## WORK INSTRUCTIONS
Your task is to copy the lines of the data below from the line holding "PR #2610, opened 2022-05-12" through the line holding "Thanks a lot!", inclusive, exactly and with nothing added.

Stored items:
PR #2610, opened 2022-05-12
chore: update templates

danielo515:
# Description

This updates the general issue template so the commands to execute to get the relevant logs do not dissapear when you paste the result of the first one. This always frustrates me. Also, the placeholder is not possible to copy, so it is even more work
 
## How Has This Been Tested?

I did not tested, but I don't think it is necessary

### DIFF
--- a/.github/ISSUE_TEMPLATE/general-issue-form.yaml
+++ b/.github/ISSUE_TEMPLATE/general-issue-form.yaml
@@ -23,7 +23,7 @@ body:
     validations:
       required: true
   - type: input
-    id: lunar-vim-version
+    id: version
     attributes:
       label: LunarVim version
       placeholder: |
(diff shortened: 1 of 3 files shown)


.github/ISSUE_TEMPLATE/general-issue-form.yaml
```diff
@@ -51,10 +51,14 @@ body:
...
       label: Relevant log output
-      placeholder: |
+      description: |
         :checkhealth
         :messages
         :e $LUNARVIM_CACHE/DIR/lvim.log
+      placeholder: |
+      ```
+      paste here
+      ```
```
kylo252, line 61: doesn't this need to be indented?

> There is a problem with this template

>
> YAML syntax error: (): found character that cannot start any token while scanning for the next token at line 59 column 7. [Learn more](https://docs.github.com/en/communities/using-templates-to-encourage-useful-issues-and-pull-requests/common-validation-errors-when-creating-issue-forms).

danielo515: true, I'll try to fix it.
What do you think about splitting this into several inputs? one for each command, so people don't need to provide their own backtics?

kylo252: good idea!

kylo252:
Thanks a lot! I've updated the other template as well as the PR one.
...
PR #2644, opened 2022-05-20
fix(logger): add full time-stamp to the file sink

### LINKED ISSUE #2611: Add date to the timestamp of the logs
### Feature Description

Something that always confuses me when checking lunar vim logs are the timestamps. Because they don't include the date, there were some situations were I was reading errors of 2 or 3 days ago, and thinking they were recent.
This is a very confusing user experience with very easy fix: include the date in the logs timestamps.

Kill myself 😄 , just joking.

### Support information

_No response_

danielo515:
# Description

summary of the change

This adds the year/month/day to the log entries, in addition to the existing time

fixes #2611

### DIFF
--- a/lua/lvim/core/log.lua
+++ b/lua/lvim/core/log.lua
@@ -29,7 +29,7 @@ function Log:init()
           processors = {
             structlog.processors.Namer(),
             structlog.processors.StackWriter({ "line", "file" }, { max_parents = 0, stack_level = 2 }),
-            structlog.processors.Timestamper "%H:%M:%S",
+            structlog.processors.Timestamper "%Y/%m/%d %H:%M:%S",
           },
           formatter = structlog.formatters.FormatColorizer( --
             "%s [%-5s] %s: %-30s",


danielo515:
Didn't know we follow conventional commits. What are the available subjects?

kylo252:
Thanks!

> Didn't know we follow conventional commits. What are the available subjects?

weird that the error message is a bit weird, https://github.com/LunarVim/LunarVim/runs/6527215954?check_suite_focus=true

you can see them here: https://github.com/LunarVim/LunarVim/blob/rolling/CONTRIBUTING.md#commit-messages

## EXPECTED ANSWER
PR #2610, opened 2022-05-12
chore: update templates

danielo515:
# Description

This updates the general issue template so the commands to execute to get the relevant logs do not dissapear when you paste the result of the first one. This always frustrates me. Also, the placeholder is not possible to copy, so it is even more work
 
## How Has This Been Tested?

I did not tested, but I don't think it is necessary

### DIFF
--- a/.github/ISSUE_TEMPLATE/general-issue-form.yaml
+++ b/.github/ISSUE_TEMPLATE/general-issue-form.yaml
@@ -23,7 +23,7 @@ body:
     validations:
       required: true
   - type: input
-    id: lunar-vim-version
+    id: version
     attributes:
       label: LunarVim version
       placeholder: |
(diff shortened: 1 of 3 files shown)


.github/ISSUE_TEMPLATE/general-issue-form.yaml
```diff
@@ -51,10 +51,14 @@ body:
...
       label: Relevant log output
-      placeholder: |
+      description: |
         :checkhealth
         :messages
         :e $LUNARVIM_CACHE/DIR/lvim.log
+      placeholder: |
+      ```
+      paste here
+      ```
```
kylo252, line 61: doesn't this need to be indented?

> There is a problem with this template

>
> YAML syntax error: (): found character that cannot start any token while scanning for the next token at line 59 column 7. [Learn more](https://docs.github.com/en/communities/using-templates-to-encourage-useful-issues-and-pull-requests/common-validation-errors-when-creating-issue-forms).

danielo515: true, I'll try to fix it.
What do you think about splitting this into several inputs? one for each command, so people don't need to provide their own backtics?

kylo252: good idea!

kylo252:
Thanks a lot! I've updated the other template as well as the PR one.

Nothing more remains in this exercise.